» Task material:
PR #1216, opened 2023-08-22
chore(lightning): Upgrade To Blocktank v2 API

coreyphillips:
### Description

Upgrades Bitkit to the Blocktank v2 API [here](https://github.com/synonymdev/blocktank-lsp-http/tree/master/client).


coreyphillips:
@limpbrains, any thoughts on why this test might be failing?

limpbrains:
test expected QuickSetupReserveNote to be shown, but in reality QuickSetupBlocktankNote is shown. I've changed test to reflect it.
I've removed all sleep(1000), it is really not needed, when you run test with E2E=true.
Also test was failing with `[BlocktankClientError: Failed to create order. "Channel size too big. Max size is USD999."]` on the last step when buying big barrel on CustomSetup screen. Looks like a rounding bug in Bitkit ot Blocktank. I changed test to use medium barrel - $500. Maybe this needs to be fixed and reverted?

Here is a video of the test run:

https://github.com/synonymdev/bitkit/assets/155891/b06fd547-6c41-48f9-9863-54c92b1d3f08

coreyphillips:
Looks like the total channel size (incoming + receiving) was exceeding the `maxChannelSizeSat` value when the user opted for a spending value + the max receiving value in the custom flow. So in [this commit](https://github.com/synonymdev/bitkit/pull/1216/commits/21ab801752a851302976b5cf7e19e5dc70eb1f68) and [this commit](https://github.com/synonymdev/bitkit/pull/1216/commits/d4552e24e61e4c07e2683bf61ea645f0c7ea4b8b) we subtract any spending amount from the max receiving to ensure it remains under that limit in both Quick & Custom setups.

coreyphillips:
I no longer understand how to appease the testing gods as @limpbrains did, but it's at least ready for review. @pwltr

limpbrains:
Slider on the quick setup screen feels broken

https://github.com/synonymdev/bitkit/assets/155891/b8a2e7e2-0398-4e2e-811f-8a665ccf319e

limpbrains:
Testing Gods are Pleased

pwltr:
Bitkti UI is showing channel as 'paid' on home screen even though payment was not confirmed with BT yet. On the ChannelDetails screen shows the correct state.

```
{"id":"30798b6f-eabc-49f3-a1e3-a32a5cec7d07","state":"created","feeSat":193730,"lspBalanceSat":194564,"clientBalanceSat":192638,"zeroConf":false,"channelExpiryWeeks":12,"channelExpiresAt":"2023-11-20T10:54:42.561Z","orderExpiresAt":"2023-08-28T10:54:42.561Z","channel":null,"lspNode":{"alias":"Synonym-Regtest-1","pubkey":"03b9a456fb45d5ac98c02040d39aec77fa3eeb41fd22cf40b862b393bcfc43473a","connectionStrings":["03b9a456fb45d5ac98c02040d39aec77fa3eeb41fd22cf40b862b393bcfc43473a@35.233.47.252:9400"]},"lnurl":"LNURL1DP68GUP69UHKCMMRV9KXSMMNWSARJVPSXQHKZURF9AKZ7VESXUUNSC3KVCKK2CTZVVKNGWTXXVKKZVT9XVKKZVEJVY6KXETRXAJRQDCVA7KYJ","payment":{"state":"created","paidSat":0,"bolt11Invoice":{"request":"lnbcrt1937300n1pjwca02pp5xfc4ltue0jsn3w74fch6frfsyevewfn845defgkxargryw3t7g7sdzzgfkx7cmtw3sku6eqgd5xzmnwv4kzqge4gdq4gnn4gemkynrr23x85cnswf54y7fcx5cqzzsxqrrsssp59f4g0xedn5e7rfhxl0302r6mqls7kj9yya43hvnlztqwltclj78q9qyyssq7s4cmzzq79hngyf693vgfv6a767fp75wz6gv50s74np0egmr603za5kwusdzwp4d7ppgdjnwvh44xa24eutyy72w58l378gw5m9ev0qqxt6j5u","state":"pending","expiresAt":"2023-08-28T11:24:42.000Z","updatedAt":"2023-08-28T10:24:42.000Z"},"onchain":{"address":"bcrt1qld3dg32d2ual9whsz9y3uf4nj3qtadcz2hdjvf","confirmedSat":0,"transactions":[{"amountSat":193730,"txId":"9d33bc46dc65f627381eeceab0cea67984ee209b0e6d5e1f9d1a55116291b268","vout":1,"blockConfirmationCount":0,"feeRateSatPerVbyte":11.03914590747331,"confirmed":false}]}},"couponCode":"","discountPercent":0,"updatedAt":"2023-08-28T10:24:54.067Z","createdAt":"2023-08-28T10:24:42.561Z"}
```

Simulator Screenshot - iPhone 14 - 2023-08-28 at 12 26 49
Simulator Screenshot - iPhone 14 - 2023-08-28 at 12 26 47
Simulator Screenshot - iPhone 14 - 2023-08-28 at 12 26 54

src/store/actions/blocktank.ts
```diff
@@ -367,30 +336,31 @@ export const addPaidBlocktankOrder = ({
...
 
 	// queued for opening
-	if (order.state === 200) {
+	if (!order.channel?.state) {
 		setLightningSettingUpStep(2);
 	}
 
 	// opening connection
-	if (order.state === 300) {
+	if (order.channel?.state === BtOpenChannelState.OPENING) {
```
pwltr: `[TypeError: Cannot read property 'OPENING' of undefined]`

It would make sense to remove `declare` keyword from `BtOpenChannelState` so the enum is compiled to JS to be usable.

pwltr (changes requested):

src/store/actions/blocktank.ts
coreyphillips: Waiting on this [PR](https://github.com/synonymdev/blocktank-lsp-http/pull/5) in `blocktank-lsp-http`. Will then update accordingly.

coreyphillips: Set them as strings for now in this [commit](https://github.com/synonymdev/bitkit/pull/1216/commits/0c58170fac0d390f87b2b14bc99c7eaae4d22196) until the PR above is merged.

coreyphillips: Set them as string for now in this [commit](https://github.com/synonymdev/bitkit/pull/1216/commits/0c58170fac0d390f87b2b14bc99c7eaae4d22196) until the PR above is merged.

pwltr:
- "Connecting" and "Ready" cards are missing now, as well as the toast:
Screenshot 2023-08-30 at 15 05 30


- I have to manually pull to refresh for the channel to be opened

- After the channel was opened the ChannelDetails view still shows the wrong status "Opening connection".

- Wrong fee in transfer flow:
Screenshot 2023-08-30 at 15 05 30

- ~Orange bar overshoots the marker~ (not a new issue):
Screenshot 2023-08-30 at 15 05 30

- Getting the receive modal when closing channels

- After the channel was closed the ChannelDetails view still shows the wrong status.

coreyphillips:
As of the latest commit:
- The cards/notification should be restored when setting up and opening a channel.
- `ChannelDetails` should show the correct status.

I was not able to reproduce:
- I have to manually pull to refresh for the channel to be opened.
- Wrong fee in transfer flow.

"Getting the receive modal when closing channels" was always present as well. We can address that in a separate PR.

pwltr:
> Wrong fee in transfer flow.

The way to reproduce this is to open 2 channels: first one for 20% spending and then a transfer for 80% spending balance.

> I have to manually pull to refresh for the channel to be opened.

Getting this behaviour consistently. This time I had to restart the app for the channel to be opened. There is a call to `restartLdk()` in `actions/blocktank.ts`, maybe that's not running?

> Getting the receive modal when closing channels" was always present as well. We can address that in a separate PR.

There is logic [here](https://github.com/synonymdev/bitkit/blob/8aa9a2802e37980c8c8c86ad01ab50f5c146f3a9/src/store/actions/wallet.ts#L1206C4-L1206C4) that should prevent that. Probably has to be update for your PR?

- I'm getting an empty toast message on channel open.


- The cards for "connecting" and "ready" should only be shown for the initial connection (first channel), all subsequent channels should only show the "transfer to spending" card. See Figma "Transfer Funds to Savings (LN channel closing)"

coreyphillips:
In the latest set of commits I've fixed the empty toast message and the connecting/ready cards. I've also swapped out the `restartLdk` method with the `refreshLdk` method in blocktank's `handleOrderStateChange` so that should help resolve the issue with channel opens.

Unfortunately, I'm still not able to reproduce the wrong fee bug. 

Regarding the logic [here](https://github.com/synonymdev/bitkit/blob/8aa9a2802e37980c8c8c86ad01ab50f5c146f3a9/src/store/actions/wallet.ts#L1206C4-L1206C4). The reason this never worked is because the closing txid between Blocktank and what Bitkit ends up seeing are not the same when closing a channel. LDK broadcasts a separate tx to the receiving address provided by Bitkit. So that will need some additional work to get sorted.

src/screens/Transfer/Confirm.tsx
```diff
@@ -47,17 +47,27 @@ const Confirm = ({
...
 	const orders = useSelector(blocktankOrdersSelector);
 	const order = useMemo(() => {
-		return orders.find((o) => o._id === orderId);
+		return orders.find((o) => o.id === orderId);
 	}, [orderId, orders]);
 
-	const blocktankPurchaseFee = useDisplayValues(order?.price ?? 0);
+	const feeSat = order?.feeSat ?? 0;
+	const clientBalanceSat = order?.clientBalanceSat ?? 0;
+	const blocktankPurchaseFee = useDisplayValues(feeSat + clientBalanceSat);
```
pwltr: I think this is the cause for the wrong fee, you're adding the local balance to the fee

pwltr (changes requested):

pwltr:
> In the latest set of commits I've fixed the empty toast message and the connecting/ready cards. I've also swapped out the restartLdk method with the refreshLdk method in blocktank's handleOrderStateChange so that should help resolve the issue with channel opens.

Seems to be better now.

> Regarding the logic [here](https://github.com/synonymdev/bitkit/blob/8aa9a2802e37980c8c8c86ad01ab50f5c146f3a9/src/store/actions/wallet.ts#L1206C4-L1206C4). The reason this never worked is because the closing txid between Blocktank and what Bitkit ends up seeing are not the same when closing a channel. LDK broadcasts a separate tx to the receiving address provided by Bitkit. So that will need some additional work to get sorted.

Follow up issue [here](https://github.com/synonymdev/bitkit/issues/1221)

pwltr:
The custom setup flow is broken when selecting the maximum local balance:

https://github.com/synonymdev/bitkit/assets/8538369/24d08f14-430c-4ae1-bbb4-3541bf626f36

src/screens/Transfer/Confirm.tsx
coreyphillips: Updated [here](https://github.com/synonymdev/bitkit/pull/1216/commits/0eeed2f00cd549e0917c9d674552e8f146f0b142).

coreyphillips:
Updated the calculations in [this commit](https://github.com/synonymdev/bitkit/pull/1216/commits/0eeed2f00cd549e0917c9d674552e8f146f0b142). Custom channels should get calculated correctly now no matter how many sats the user has.

pwltr:
Fee is still incorrect here:

Untitled

pwltr:
I opened a channel with 80% spending balance and my receiving capacity is very small. I believe BT should always give me a balanced channel.

Simulator Screenshot - iPhone 14 - 2023-09-01 at 12 50 10

coreyphillips:
I'm surprised Blocktank allowed that channel purchase. The new api usually does not allow the client balance to exceed the lsp balance with the following error: `"clientBalanceSat is too big compared to lspBalanceSat. Max ratio: 1."`. 

In the latest commit, I've updated the `QuickSetup` component to set the max value on load to prevent the issue you posted above. I also adjusted the `Cost:` value to reflect the fee instead of the total sats needed to send to Blocktank.

Should be good to go for testing, just need to update the test script so that it passes with the new values for lightning onboarding.

pwltr:
> In the latest commit, I've updated the QuickSetup component to set the max value on load to prevent the issue you posted above.

I don't think we want to default to 80% from a design perspecive. Also it doesn't resolve the issue with the unbalanced channel for me.

> I also adjusted the Cost: value to reflect the fee instead of the total sats needed to send to Blocktank.

This still doesn't show the correct amount:

Simulator Screenshot - iPhone 14 - 2023-09-01 at 15 31 26
Simulator Screenshot - iPhone 14 - 2023-09-01 at 15 31 29

coreyphillips:
We've made it pretty far in this PR. I think we should call a checkpoint here so we can get some additional testing in with the new api and apply needed fixes in separate PR's from there

The Cost is the Blocktank fee. I don't believe we're able to calculate the cost of the transaction at this point. We might want to change the verbiage to "Blocktank Fee" or something similar.

The 80% is part of a larger discussion especially as anchor channels emerge.

pwltr:
> The Cost is the Blocktank fee. I don't believe we're able to calculate the cost of the transaction at this point. We might want to change the verbiage to "Blocktank Fee" or something similar.

This is working on the master branch. Unless I'm missing something I don't see the reason to introduce a regression here.

> The 80% is part of a larger discussion especially as anchor channels emerge.

I don't understand the need for this change. The unbalanced channel issue is independent of the 80% limit. I'm unable to get a balanced channel with any spending amount. This really needs to be fixed otherwise BT v2 channels will be pretty much useless for receiving.

coreyphillips:
The fee Cost discrepancy should be sorted as of the latest set of commits.

coreyphillips:
Also increased the lsp balance when setting 0 sats on the clients end to something more usable. Should be good to go.

pwltr:
Channel balancing seems better now, it's still defaulting to 80% spending balance in QuickSetup though. From my tests that doesn't affect balancing at all, and it's not in the design this way, so this should be reverted. Also there are a lot of leftover console logs.

coreyphillips:
@pwltr Could you expand on this? Do you mean it's defaulting to a value greater than $1000 at 80%?
"It's still defaulting to 80% spending balance in QuickSetup though. From my tests that doesn't affect balancing at all, and it's not in the design this way"

pwltr:
I'm talking about the slider on the QuickSetup screen, you've changed it to be set at 80% initially for a reason that is not apparent to me. It should be set to 20%.

image

coreyphillips:
Gotcha. Updated [here](https://github.com/synonymdev/bitkit/pull/1216/commits/8f05e630082b34952e8ffbbbc53c32b114f0494a). Changed it from setting it to the max of 80% to 20%.

src/store/actions/blocktank.ts
```diff
@@ -265,19 +258,33 @@ export const startChannelPurchase = async ({
...
+					address: buyChannelData.payment.onchain.address,
+					value: buyChannelData.feeSat,
 					index: 0,
 				},
 			],
 		},
 	});
 
-	return ok({ orderId: buyChannelData.order_id, channelOpenCost });
+	const feeRes = await updateFee({
```
pwltr: unnecessary `await`

src/store/actions/blocktank.ts
```diff
@@ -265,19 +258,33 @@ export const startChannelPurchase = async ({
 		);
 	}
 
-	updateSendTransaction({
+	await updateSendTransaction({
```
pwltr: unnecessary `await`

src/store/actions/blocktank.ts
```diff
@@ -98,11 +78,16 @@ export const refreshOrder = async (
...
-		if (order.state === 100) {
+		if (
+			order.payment.state === BtPaymentState.PAID &&
+			order.state !== BtOrderState.OPEN
+		) {
 			setLightningSettingUpStep(1);
-			const finalizeRes = await finalizeChannel(orderId);
+			const finalizeRes = await openChannel(orderId);
 			if (finalizeRes.isOk()) {
+				//setLightningSettingUpStep(2);
```
pwltr: remove comment

src/store/actions/blocktank.ts
```diff
@@ -367,30 +375,31 @@ export const addPaidBlocktankOrder = ({
...
-		return otherOrderStates.some((state) => states.includes(state));
-	};
+	//TODO: Not sure what to do with this
+	// const currentOrders = getBlocktankStore().orders;
+	// const otherOrders = currentOrders.filter((o) => o.id !== order.id);
+	// const otherOrderStates = otherOrders.map((o) => o.state);
+	//
+	// const oneOtherOrderHasState = (states: number[]): boolean => {.
+	// 	return otherOrderStates.some((state) => states.includes(state));
+	// };
```
pwltr: Can this be removed? Cards seem to work okay

pwltr (changes requested):
Couple of nitpicks other than that LGTM

src/store/actions/blocktank.ts
coreyphillips: Updated [here](https://github.com/synonymdev/bitkit/pull/1216/commits/e852886655563df0f4cf8f21e885e456b5cafb7d).

src/store/actions/blocktank.ts
coreyphillips: Updated [here](https://github.com/synonymdev/bitkit/pull/1216/commits/e852886655563df0f4cf8f21e885e456b5cafb7d).

src/store/actions/blocktank.ts
coreyphillips: Updated [here](https://github.com/synonymdev/bitkit/pull/1216/commits/e852886655563df0f4cf8f21e885e456b5cafb7d).

src/store/actions/blocktank.ts
coreyphillips: Yes, that was sorted. Forgot to remove the todo. Updated [here](https://github.com/synonymdev/bitkit/pull/1216/commits/e852886655563df0f4cf8f21e885e456b5cafb7d).

pwltr (approved):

» Problem to work on:
For the records above, tally the lines holding the word "part". Answer with the number only.

» Reply:
2